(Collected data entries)
PR #384, opened 2021-07-16
fix: remove _id, _tenantId from bulk export results

carvantes:
remove multi-tenancy related internal fields from bulk export results.

### DIFF
--- a/bulkExport/glueScripts/export-script.py
+++ b/bulkExport/glueScripts/export-script.py
@@ -64,13 +64,21 @@ original_data_source_dyn_frame = glueContext.create_dynamic_frame.from_options(
 )
 
 print('Start filtering by tenantId')
+
+def remove_composite_id(resource):
+  # Replace the multi-tenant composite id with the original resource id found at "_id"
+  resource["id"] = resource["_id"]
+  return resource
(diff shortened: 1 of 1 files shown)


bulkExport/glueScripts/export-script.py
```diff
@@ -96,7 +104,7 @@
 
 # Drop fields that are not needed
 print('Dropping fields that are not needed')
-data_source_cleaned_dyn_frame = DropFields.apply(frame = filtered_dates_resource_dyn_frame, paths = ['documentStatus', 'lockEndTs', 'vid', '_references'])
+data_source_cleaned_dyn_frame = DropFields.apply(frame = filtered_dates_resource_dyn_frame, paths = ['documentStatus', 'lockEndTs', 'vid', '_references', '_tenantId', '_id'])
```
Bingjiling, line 107: Would it throw error or warning if _tenantId and _id does not exist?

carvantes: No, `DropFields` ignores fields that don't exist on the frame (I tested it)

rsmayda (approved):

Issue #378, opened 2021-07-06
[Misc] private and public fhir-service API Gateway


Zambonilli:
**What's on your mind?**
We're looking to have traffic to fwoa routed internally from our ec2 instances. However, when trying to route the traffic internally, we were unable to because the fhir-service is currently public. Setting up a VPC Endpoint for API gateway blocks the public DNS for the fhir-service unless it's a custom DNS. Looking more closely at the documentation for setting up VPC endpoints for API Gateway, the diagrams depict creating both a public and a private API in API Gateway if you want to service both kinds of traffic.

Is this analysis correct or is there a better way to use the existing fhir-service and route internally? If the analysis is correct, is adding a private fhir-service something that we would want as part of fwoa? I can see a lot of implementations wanting both a private and public APIs here.

**Versions (please complete the following information):**
 - v3.0.0

rsmayda:
A private API GW is something of interest for some of our customers. Unfortunately we have not had a chance to dive deep into how or what it would look like. I will add this to our backlog! If you need a quicker answer we can rope in some SA specialists and pick their brains.

Zambonilli:
Thanks, this is blocking us so we'll dive on it and get a PR going.

Zambonilli:
FYI, we have a branch in our fork that is setting up a private API gateway here. https://github.com/Zambonilli/fhir-works-on-aws-deployment/tree/feature/private_api_gateway with most of the change in https://github.com/Zambonilli/fhir-works-on-aws-deployment/blob/feature/private_api_gateway/cloudformation/apiGateway.yaml

We were able to leverage the clone function in API Gateway to clone the public API and change the EndpointType to private. The Deployment and stages are not cloned so we were able to reference the serverless provider settings to match that of the public API. We have to still do a full audit of every field between public and private APIs and regression test our use of FHIR in our application when calling the private API but it looks pretty solid from the early results.

We'll open a PR once we've completed our audit and regression testing.

Zambonilli:
[...]

PR #385, opened 2021-07-19
feat: private api gateway

Zambonilli:
Issue #, if available:
378
https://github.com/awslabs/fhir-works-on-aws-deployment/issues/378

Description of changes:
Added cloudformation file for private API gateway. Most of the infrastructure leverages the API Gateway's clone REST API functionality but stage information and usage plans are created independently.

Checklist:


Zambonilli:
FYI, we hit 1 issue with this implementation in that the API_URL logic being passed throughout the modules expects there to be a single base url in which to build upon. With this PR, there is a public and a private API gateway both with different assigned URLs. In addition, private API gateways have a slew of ways they can be called besides just the private API gateway assigned DNS (https://docs.aws.amazon.com/apigateway/latest/developerguide/apigateway-private-api-test-invoke-url.html). We have manually set the API_URL environment variable on the fhir-service lambda to the private DNS to get through. Long term, we'll need to refactor the deployment, routing and persistence modules to handle the potential for different base API urls on each request.

Zambonilli:
pulling this until there's a solution for multiple API_URLs

PR #387, opened 2021-07-21
test: add multi-tenancy integ tests

carvantes:
An env variable must be set to run the integ tests: `MULTI_TENANCY_ENABLED=true yarn int-test`. 
This enables the tests specific to multi-tenancy and also slightly changes how the axios client is built on `getFhirClient` so that all other test suites run successfully.


package.json
```diff
@@ -20,7 +20,7 @@
     "lint-fix": "eslint --fix . --ext .ts,.tsx",
     "build": "tsc",
     "watch": "tsc -w",
-    "test": "jest --silent --passWithNoTests --testPathPattern=src/*",
+    "test": "jest --silent --passWithNoTests --testPathPattern=src/* --runInBand",
```
carvantes: multitenancy tests run export jobs. Running in parallel sometimes hits the per user limit of concurrent export requests, so we run them serially.

integration-tests/rbac-permission.test.ts
```diff
@@ -14,16 +14,16 @@ test('practitioner role can create new patient', async () => {
...
             response: { status: 401 },
         });
     });
 
     test('auditor role cannot create new patient record', async () => {
-        const client = await getFhirClient('auditor');
+        const client = await getFhirClient({ role: 'auditor' });
         await expect(client.post('Patient', randomPatient())).rejects.toMatchObject({
-            response: { status: 403 },
+            response: { status: 401 },
```
carvantes, line 26: This is needed because of https://github.com/awslabs/fhir-works-on-aws-routing/pull/92

That routing change was released but it has not been picked up by the mainline deployment package yet.

integration-tests/utils.ts
```diff
@@ -7,21 +7,76 @@ import * as AWS from 'aws-sdk';
...
+        USERNAME: username,
+        PASSWORD: password,
+    };
+};
+
+export const getFhirClient = async ({
+    role = 'practitioner',
+    providedAccessToken,
+    tenant = 'tenant1',
+}: { role?: 'auditor' | 'practitioner'; providedAccessToken?: string; tenant?: string } = {}) => {
```
rsmayda, line 78: This is returning an `axios` instance not this custom type right?

integration-tests/multitenancy.test.ts
```diff
@@ -0,0 +1,147 @@
...
+    expectResourceToNotBePartOfSearchResults,
+    getFhirClient,
+    randomPatient,
+    waitForResourceToBeSearchable,
+} from './utils';
+import BulkExportTestHelper from './bulkExportTestHelper';
+
+jest.setTimeout(300_000);
+
+test('empty test placeholder', () => {
```
rsmayda, line 17: Thoughts on just using `--passWithNoTests`? https://jestjs.io/docs/cli#--passwithnotests

integration-tests/multitenancy.test.ts
```diff
@@ -0,0 +1,147 @@
...
+    // empty test to avoid the "Your test suite must contain at least one test." error
+});
+
+if (process.env.MULTI_TENANCY_ENABLED === 'true') {
+    describe('tenant data isolation', () => {
+        let client: AxiosInstance;
+        let clientForAnotherTenant: AxiosInstance;
+        beforeAll(async () => {
+            client = await getFhirClient({ tenant: 'tenant1' });
+            clientForAnotherTenant = await getFhirClient({ tenant: 'tenant2' });
```
rsmayda, line 27: In terms of set-up we created two Cognito users one with tenant1 and one with tenant2?

integration-tests/multitenancy.test.ts
```diff
@@ -0,0 +1,147 @@
...
+import BulkExportTestHelper from './bulkExportTestHelper';
+
+jest.setTimeout(300_000);
+
+test('empty test placeholder', () => {
+    // empty test to avoid the "Your test suite must contain at least one test." error
+});
+
+if (process.env.MULTI_TENANCY_ENABLED === 'true') {
+    describe('tenant data isolation', () => {
```
rsmayda, line 22: An interesting test case I would like to try out is:
tenant1: has Patient/1234
tenant2: has Observation/1234 with subject set to `<url>/tenant1/Patient/1234`

Then do searches to see if we can break the isolation (I am thinking includes & rev_includes)

It may be easy to use two obscure resourceTypes to avoid search results getting too big

rsmayda (changes requested):
Could we add include/rev_include test cases?

integration-tests/multitenancy.test.ts
carvantes: It won't work. `--passWithNoTests` means allow passing without any test suite(i.e. there are no `*.test.ts` files). I don't think that there's a jest option to allow test suites with no tests.

integration-tests/multitenancy.test.ts
carvantes: yes 2 tenants are sufficient for our test cases. 

The default user for most tests (`COGNITO_USERNAME_PRACTITIONER`) is from `tenant1`. A new user (`COGNITO_USERNAME_PRACTITIONER_ANOTHER_TENANT`) is from `tenant2`

integration-tests/multitenancy.test.ts
```diff
@@ -63,6 +63,59 @@ if (process.env.MULTI_TENANCY_ENABLED === 'true') {
...
+                        reference: `${process.env.API_URL}/tenant/tenant1/Organization/${testOrganizationResource.id}`,
+                    },
+                })
+            ).data;
+
+            await waitForResourceToBeSearchable(clientForAnotherTenant, testPatientWithAbsoluteReferenceToOrg);
+
+            await expectResourceToNotBePartOfSearchResults(
+                clientForAnotherTenant,
+                { url: 'Patient', params: { _id: testPatientWithRelativeReferenceToOrg.id, _include: '*' } },
```
rsmayda, line 96: I don't think it would be an issue since we are passing in `_id`, but is it possible for these include/revincludes reaching page limits? i.e. the actual result is on a future page?

integration-tests/multitenancy.test.ts
carvantes: that's a good one. I added/revinclude tests with references to other tenant's resources.

integration-tests/multitenancy.test.ts
carvantes: That cannot happen. 

We are creating a new Patient specifically for this test. The search response will have exactly one resource(The Patient with the provided `_id`, and no other resources since the include/revinclude * should not match anything)

integration-tests/utils.ts
carvantes: That's not the return type of the function. That's the type of the parameters(It gets a bit tricky due to the defaults and destructuring of params). The return type of the function is implicitly `Promise<AxiosInstance>`

```ts
export const getFhirClient = async ({
    role = 'practitioner',
    providedAccessToken,
    tenant = 'tenant1',
}: { role?: 'auditor' | 'practitioner'; providedAccessToken?: string; tenant?: string } = {}) => {
...
```

It could be specified as:
```ts
export const getFhirClient = async ({
    role = 'practitioner',
    providedAccessToken,
    tenant = 'tenant1',
}: { role?: 'auditor' | 'practitioner'; providedAccessToken?: string; tenant?: string } = {}): Promise<AxiosInstance> => {
...
```

rsmayda: Ahh sorry yep that is right!

rsmayda (approved):

PR #393, opened 2021-08-02
test: Group export

Bingjiling:
Issue #, if available:

Description of changes:

* Integ test for group export

Checklist:


integration-tests/bulkExportTestHelper.ts
```diff
@@ -97,6 +116,36 @@ export default class BulkExportTestHelper {
...
+            // Update group members to resources just created
+            createGroupBundle.entry[1].resource.member = response.data.entry.map(
+                (item: { response: { location: any } }) => ({
+                    entity: { reference: item.response.location },
+                    ...groupMemberMeta,
+                }),
+            );
+            // Update reference in Encounter to reference a patient just created
+            // @ts-ignore
+            createGroupBundle.entry[0].resource.subject.reference = response.data.entry[0].response.location;
```
carvantes: Why use @ts-ignore here? 
That's a last-resort-kind-of-thing that can often be avoided

integration-tests/createGroupMembersBundle.json
```diff
@@ -0,0 +1,269 @@
...
+  "type": "transaction",
+  "entry": [
+    {
+      "fullUrl": "urn:uuid:fcfe413c-c62d-4097-9e31-02ff6ff523ad",
+      "resource": {
+        "resourceType": "Patient",
+        "id": "fcfe413c-c62d-4097-9e31-02ff6ff523ad",
+        "text": {
+          "status": "generated",
+          "div": "<div xmlns=\"http://www.w3.org/1999/xhtml\">Generated by <a href=\"https://github.com/synthetichealth/synthea\">Synthea</a>.Version identifier: master-branch-latest-2-g5921215\n .   Person seed: 8914530193943894565  Population seed: 265</div>"
```
carvantes: Looks like Synthea was used to generate the test patients. That works, but I think that tests would be much easier to understand if we used patients/resources with only the minimum fields required for the test.

integration-tests/bulkExportTestHelper.ts
```diff
@@ -112,9 +161,12 @@ export default class BulkExportTestHelper {
...
     }
 
-    getResources(bundleResponse: any): Record<string, any> {
+    getResources(bundleResponse: any, originalBundle?: any): Record<string, any> {
         const resources = [];
-        const clonedCreatedBundle = cloneDeep(createBundle);
+        let clonedCreatedBundle = cloneDeep(createBundle);
+        if (originalBundle) {
+            clonedCreatedBundle = cloneDeep(originalBundle);
+        }
```
carvantes: I think we should make `createBundle` the default value for the `originalBundle` param (on the function params themselves, not with an if on the function body)

integration-tests/createGroupMembersBundle.json
```diff
@@ -0,0 +1,269 @@
...
+      },
+      "request": {
+        "method": "POST",
+        "url": "Practitioner"
+      }
+    },
+    {
+      "fullUrl": "urn:uuid:fcfe413c-c62d-4097-9e31-02ff6ff545bc",
+      "resource": {
+        "resourceType": "Group",
```
carvantes, line 54: Is this needed? I may be missing something, but I think that only one the other bundle(`createGroupAndPatientCompartmentBundle.json`) needs to declare a Group

integration-tests/bulkExportTestHelper.ts
```diff
@@ -97,6 +116,36 @@ export default class BulkExportTestHelper {
         }
     }
 
+    async createGroupAndReturnResources(groupMemberMeta?: GroupMemberMeta) {
+        try {
+            const response = await this.fhirUserAxios.post('/', createGroupMembersBundle);
+            const createGroupBundle = cloneDeep(createGroupAndPatientCompartmentBundle);
+            // Update group members to resources just created
+            createGroupBundle.entry[1].resource.member = response.data.entry.map(
```
carvantes: It's hard to tell what `createGroupBundle.entry[1]`, consider using `Array.find by resourceType == Group`

integration-tests/bulkExportTestHelper.ts
```diff
@@ -97,6 +116,36 @@ export default class BulkExportTestHelper {
...
+                (item: { response: { location: any } }) => ({
+                    entity: { reference: item.response.location },
+                    ...groupMemberMeta,
+                }),
+            );
+            // Update reference in Encounter to reference a patient just created
```
carvantes: I think that the bundle manipulation done to set up the test data can be greatly simplified.

Looks like all the data (with proper reference set between resources) for your test scenarios can be created in a single bundle transaction if you use internal references within the bundle. 

See: 
- https://www.hl7.org/fhir/bundle.html#references
- https://www.hl7.org/fhir/bundle-references.json.html

On the example json, the important part is that there's an `Observation` with:
```
"subject": {
          "reference": "urn:uuid:04121321-4af5-424c-a0e1-ed3aab1c349d"
        }
```

and a `Patient` with:
```
{
      "fullUrl": "urn:uuid:04121321-4af5-424c-a0e1-ed3aab1c349d",
      "resource": {
        "resourceType": "Patient",
```

---
An alternative would be to just create resources one at a time without using bundles. There's already a `randomPatient` method, and building a `Group` resource is easy. Although you probably want to do the Bundle thing since your code is already invested in using Bundles.

integration-tests/bulkExport.test.ts
```diff
@@ -70,4 +70,36 @@ describe('Bulk Export', () => {
...
+        const responseBody = await bulkExportTestHelper.getExportStatus(statusPollUrl);
+
+        // CHECK
+        return bulkExportTestHelper.checkResourceInExportedFiles(responseBody.output, {
+            ...members,
+            ...compartment,
+        });
+    });
+
+    test('Does not export inactive group members', async () => {
```
carvantes: Should we add a similar tests for members outside the membership period?

carvantes (changes requested):
Overall the tests appear to be correct. But the test setup code is a bit convoluted and can be simplified if we take advantage of advanced features of Bundle transactions (see my other comments)

integration-tests/createGroupMembersBundle.json
Bingjiling: Removed a group as a member in the group to make the test simpler

integration-tests/createGroupMembersBundle.json
Bingjiling: It's a hustle to update the fields for all resource types and not much value add. I'll leave this one as is.

integration-tests/bulkExportTestHelper.ts
```diff
@@ -62,7 +80,7 @@ export default class BulkExportTestHelper {
     }
 
     async getExportStatus(statusPollUrl: string, expectedSubstring = ''): Promise<any> {
-        const threeMinuteFromNow = new Date(new Date().getTime() + this.THREE_MINUTES_IN_MS);
+        const threeMinuteFromNow = new Date(new Date().getTime() + this.FIVE_MINUTES_IN_MS);
```
carvantes: rename the `threeMinuteFromNow` variable

integration-tests/createGroupMembersBundle.json
carvantes: I think It's not that hard to delete the extra fields, there are only 4 resources on the bundle.

The value is the clarity of the tests. The bundle has about 30 lines of actual relevant information, but any SDE needs to find them among 300+ lines of irrelevant stuff in order to understand the test data that is being set up.

carvantes (changes requested):

carvantes (approved):

PR #399, opened 2021-08-10
docs: update postman collection and docs to use Id token 

carvantes:
Description of changes:

Multi-tenancy requires the use of the Cognito `IdToken` instead of the `AccessToken` since only the `IdToken` can have custom claims to store the `tenantId`.

We updated the default single-tenant deployment to also use the `IdToken` since maintaining support for both token types adds complexity.

The postman collection was reverted to using the `COGNITO_AUTH_TOKEN` (which means running a script and copying the token into postman). It was possible to signin to Cognito from postman and get an access token, but postman makes it impossible to use the Id Token that way. See: https://github.com/postmanlabs/postman-app-support/issues/492, https://github.com/postmanlabs/postman-app-support/issues/8231

### DIFF
--- a/scripts/init-auth.py
+++ b/scripts/init-auth.py
@@ -22,4 +22,5 @@ response = client.initiate_auth(
     ClientId=sys.argv[1]
 )
 
-print(json.dumps(response['AuthenticationResult'], indent=2))
+id_token = response['AuthenticationResult']['IdToken']
+print(id_token)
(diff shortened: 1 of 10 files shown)


scripts/init-auth.py
```diff
@@ -22,4 +22,5 @@
     ClientId=sys.argv[1]
 )
 
-print(json.dumps(response['AuthenticationResult'], indent=2))
+id_token = response['AuthenticationResult']['IdToken']
+print(id_token)
```
Bingjiling, line 26: Apply the same change to `provision-user.py`?

Bingjiling (commented):
Looks good, a few other places might need change as well: 

GitHub workflow: https://github.com/awslabs/fhir-works-on-aws-deployment/blob/feat-multitenancy/.github/workflows/deploy.yaml#L136 

Install script: https://github.com/awslabs/fhir-works-on-aws-deployment/blob/feat-multitenancy/scripts/install.sh#L318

• [Brief]: Begin at the first line of the records above and restate each line word for word, stopping after the line with "Bingjiling, line 107: Would".

• [Your solution]:
PR #384, opened 2021-07-16
fix: remove _id, _tenantId from bulk export results

carvantes:
remove multi-tenancy related internal fields from bulk export results.

### DIFF
--- a/bulkExport/glueScripts/export-script.py
+++ b/bulkExport/glueScripts/export-script.py
@@ -64,13 +64,21 @@ original_data_source_dyn_frame = glueContext.create_dynamic_frame.from_options(
 )
 
 print('Start filtering by tenantId')
+
+def remove_composite_id(resource):
+  # Replace the multi-tenant composite id with the original resource id found at "_id"
+  resource["id"] = resource["_id"]
+  return resource
(diff shortened: 1 of 1 files shown)


bulkExport/glueScripts/export-script.py
```diff
@@ -96,7 +104,7 @@
 
 # Drop fields that are not needed
 print('Dropping fields that are not needed')
-data_source_cleaned_dyn_frame = DropFields.apply(frame = filtered_dates_resource_dyn_frame, paths = ['documentStatus', 'lockEndTs', 'vid', '_references'])
+data_source_cleaned_dyn_frame = DropFields.apply(frame = filtered_dates_resource_dyn_frame, paths = ['documentStatus', 'lockEndTs', 'vid', '_references', '_tenantId', '_id'])
```
Bingjiling, line 107: Would it throw error or warning if _tenantId and _id does not exist?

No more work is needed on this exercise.